*Record excerpts*

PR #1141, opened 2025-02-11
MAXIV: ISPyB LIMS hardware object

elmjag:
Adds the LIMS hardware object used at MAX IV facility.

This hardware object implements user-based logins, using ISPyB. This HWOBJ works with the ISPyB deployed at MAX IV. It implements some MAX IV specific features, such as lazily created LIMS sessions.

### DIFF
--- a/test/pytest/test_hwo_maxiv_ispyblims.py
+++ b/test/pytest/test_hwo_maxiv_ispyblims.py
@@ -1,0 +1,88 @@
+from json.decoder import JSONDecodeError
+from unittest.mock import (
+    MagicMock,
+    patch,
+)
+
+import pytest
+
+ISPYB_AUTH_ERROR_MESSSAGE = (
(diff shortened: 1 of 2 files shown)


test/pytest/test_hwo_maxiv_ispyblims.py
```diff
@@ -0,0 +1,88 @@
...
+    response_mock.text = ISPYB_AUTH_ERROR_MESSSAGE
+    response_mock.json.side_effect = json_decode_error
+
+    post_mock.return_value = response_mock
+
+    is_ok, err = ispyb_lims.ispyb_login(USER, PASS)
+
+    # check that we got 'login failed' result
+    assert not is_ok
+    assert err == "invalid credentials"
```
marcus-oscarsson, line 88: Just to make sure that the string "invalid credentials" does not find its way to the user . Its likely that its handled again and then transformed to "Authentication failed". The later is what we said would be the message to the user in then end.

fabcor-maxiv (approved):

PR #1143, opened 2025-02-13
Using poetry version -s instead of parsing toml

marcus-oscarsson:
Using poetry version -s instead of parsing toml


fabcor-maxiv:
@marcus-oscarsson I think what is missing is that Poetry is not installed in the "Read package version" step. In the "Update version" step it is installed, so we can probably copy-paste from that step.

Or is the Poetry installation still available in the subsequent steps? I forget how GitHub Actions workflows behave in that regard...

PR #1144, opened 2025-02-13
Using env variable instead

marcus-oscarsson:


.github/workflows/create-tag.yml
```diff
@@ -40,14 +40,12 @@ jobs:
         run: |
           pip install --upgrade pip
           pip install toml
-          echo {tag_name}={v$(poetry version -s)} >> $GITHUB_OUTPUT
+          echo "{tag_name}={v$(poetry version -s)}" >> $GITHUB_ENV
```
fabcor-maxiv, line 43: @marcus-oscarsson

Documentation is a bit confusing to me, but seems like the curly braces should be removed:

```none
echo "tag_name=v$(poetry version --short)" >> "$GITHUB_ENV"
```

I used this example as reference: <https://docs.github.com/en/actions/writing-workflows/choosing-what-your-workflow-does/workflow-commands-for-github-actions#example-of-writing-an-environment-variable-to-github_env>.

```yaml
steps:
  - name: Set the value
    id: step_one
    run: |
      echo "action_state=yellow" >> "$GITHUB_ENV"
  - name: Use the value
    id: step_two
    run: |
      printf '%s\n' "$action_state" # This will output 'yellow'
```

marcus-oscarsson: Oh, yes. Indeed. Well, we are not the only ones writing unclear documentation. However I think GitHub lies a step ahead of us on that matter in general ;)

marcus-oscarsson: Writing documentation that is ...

*Requirement*
Each line from the top of the records above through the line containing "-1,0 +1,88 @@" needs to be transcribed exactly, and no line after it.

*Solution to this problem*
PR #1141, opened 2025-02-11
MAXIV: ISPyB LIMS hardware object

elmjag:
Adds the LIMS hardware object used at MAX IV facility.

This hardware object implements user-based logins, using ISPyB. This HWOBJ works with the ISPyB deployed at MAX IV. It implements some MAX IV specific features, such as lazily created LIMS sessions.

### DIFF
--- a/test/pytest/test_hwo_maxiv_ispyblims.py
+++ b/test/pytest/test_hwo_maxiv_ispyblims.py
@@ -1,0 +1,88 @@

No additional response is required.